Individual small ownerships don’t have a big impact on the sustainability of Oregon’s forests, but this year’s Linn County outstanding tree farmers feel every acre helps.
Mike and Jo Barsotti also believe there is always something new to learn on how to blend your forestry objectives with what makes a sustainable forests. And it is fun to manage a forest in their back yard, they say.
The couple bought and moved to their 19-acre tree farm just south of Lyons in 2001. The ridgetop property is at 1,700 feet. It is part of both the North and South Santiam watersheds. It was fully stocked with 14, 30, and 60 year-old Douglas-fir and a house that was built in 1994.
The Barsotti harvested the oldest stand, half in 2004 and half in 2018. These areas were replanted with Douglas-fir and some western red cedar. They built and rocked a road with the proceeds from these operations to allow year-round management. The remaining forested areas have been commercially thinned.
“Mike and Jo exemplify that one need not have mega-acres to effectively manage forestland,” said Joe Holmberg, Linn County’s Oregon Tree Farm System forester.
There are more than 1,300 ATFS-certified tree farms in Oregon.
“Anyone with 10 to 10,000 acres of forestland can become a member of the American Tree Farm System,” he said.
A tour to showcase the Barsottis’ management efforts will likely be scheduled for mid-September.
Young stands have been pruned. The previous owner planted 9 acres of pasture in 1987. It was pruned in the mid-1990s. Mike was his service forester back then. Mike is just finishing up the initial pruning of the stand planted after the 2004 clearcut. Their main reasons for pruning included wood quality, a bit of protecting from wildfire, and aesthetics. Improving songbird habitat was added as a reason for pruning after Mike attended an Oregon Forest Resources Institute (OFRI) workshop on songbirds.

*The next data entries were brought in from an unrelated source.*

PR #204, opened 2026-05-15
Add nexus regenerate CLI verb with --note for soft steering

pythagorakase:
## Summary

- Adds `nexus regenerate --slot N` for re-rolling the last storyteller turn while it sits in the incubator. Discharges a deferred Phase A out-of-scope item.
- Adds optional `--note "..."` for soft out-of-character steering (e.g., `"darker, plz"`, `"continuity correction: the artifact was in Vienna, not Prague"`). Threaded all the way to the Apex prompt as a new `=== AUTHOR'S NOTE ===` section. Does **not** replace `user_text` — that's what `undo` is for.

## Why a new backend endpoint

The original plan pointed at `POST /api/story/regenerate` in `nexus/api/storyteller.py:575`, but that route lives on a separate FastAPI app that isn't deployed (the production daemon is `nexus.api.narrative:app` on port 8002, which never includes the storyteller app's routes). So this PR wires a real implementation:

- `POST /api/narrative/regenerate` looks up the singleton incubator row, captures `parent_chunk_id` and `user_text`, deletes the row, and re-invokes `generate_narrative_async` with the **same** `session_id` for replace-in-place semantics.
- The CLI then polls `/api/narrative/status/{session_id}` exactly like `run_continue` does.

## Soft steering channel (`note`)

A note is a single soft suggestion the player attaches to a regen — *not* a directive. Examples the user proposed: `"darker, plz"`, `"I want to win the fight despite my poor choices"`, `"hey you made a continuity error, the thing from 500 chunks ago was this, not that"`.

Plumbing:
- `RegenerateNarrativeRequest.note` → endpoint passes to background task → `generate_narrative_async(..., note=note)` → `lore.process_turn(..., note=note)` → stashed on `TurnContext.note` → included in `context_payload["note"]` → rendered as `=== AUTHOR'S NOTE ===` section in the Apex prompt via `logon_utility._format_context_prompt`.

Kept **separate** from the existing `authorial_directives` plumbing because that's a heavier mechanism — each directive triggers an extra MEMNON retrieval pass (`memory/manager.py:689`). A `note` is a single soft suggestion that bypasses retrieval entirely.

## Incidental fix

Surfaces `session_id` on `/api/slot/{slot}/state`. The field was already on `NarrativeState` (populated only while an incubator row exists — i.e., exactly the lifecycle window where regenerate is meaningful) but never made it into the API response schema. Independently useful for any slot-scoped CLI that needs the live session.

## Test plan

- [x] CLI `nexus regenerate --slot 5` succeeds end-to-end against an incubator-pending turn.
- [x] `nexus regenerate --slot 5 --note "darker, plz"` produces demonstrably darker output (body horror, uncanny callbacks, patient menace) while preserving the established narrative arc.
- [x] Same `chunk_id` and `session_id` after regen (replace-in-place verified).
- [x] Polling loop tolerates transient status-GET hangs without aborting the whole regen.

## Out of scope (queued)

- Narrative-mode `nexus undo` extension + drop of `chunk_embeddings_0384d` — separate follow-up PR (see plan file).
- Async-ifying the embedding subprocess (existing TODO at `chunk_workflow.py:388`).

### DIFF
--- a/nexus/agents/lore/logon_utility.py
+++ b/nexus/agents/lore/logon_utility.py
@@ -260,17 +260,6 @@ class LogonUtility:
         sections.append("\n=== USER INPUT ===")
         sections.append(context.get("user_input", ""))
 
-        # Add author's note (soft out-of-character suggestion, used by regenerate)
-        note = context.get("note")
-        if note:
-            sections.append("\n=== AUTHOR'S NOTE ===")
-            sections.append(
-                "The player is also leaving a soft, out-of-character suggestion for this "
-                "generation — treat it as authorial intent, not a hard constraint. It may "
-                "be a tonal nudge, a continuity correction, or an outcome preference:"
-            )
-            sections.append(note)
-
         # Add entity data with hierarchical support
         entity_data = context.get("entity_data", {})
         if entity_data:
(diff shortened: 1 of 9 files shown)


pythagorakase:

This OFRI workshop and publications changed the way Mike views reforestation. He was an Oregon Department of Forestry service forester in the 1980s and ‘90s assisting family forest landowners convert pastures and brush ground back to trees. The strategy back then was to remove all vegetation and keep it that way until the newly planted trees had two growing seasons. Now Mike is trying to manage for both trees and native shrubs. Pruning young stands lengthens the time to crown closure thus giving native shrubs more years before they are shaded out.
The 2018 harvest unit was planted in 2020 and has had two years of weed control but the hazel, vine maple and ocean spray are being left as songbird habitat. Mike is pruning these shrubs so that they don’t overly compete with the seedlings.
Mike was an Air Force photo journalist during the Vietnam War era. Skills learned back then have been put to good use working with Oregon Small Woodlands Association and the OTFS. He is past president of OSWA and helps out with publicity for OTFS.
The Barsottis along with other nominees from other Oregon counties will be visited this summer by a team of professional foresters. They then decide who will be Oregon Outstanding Tree Farmer for 2021.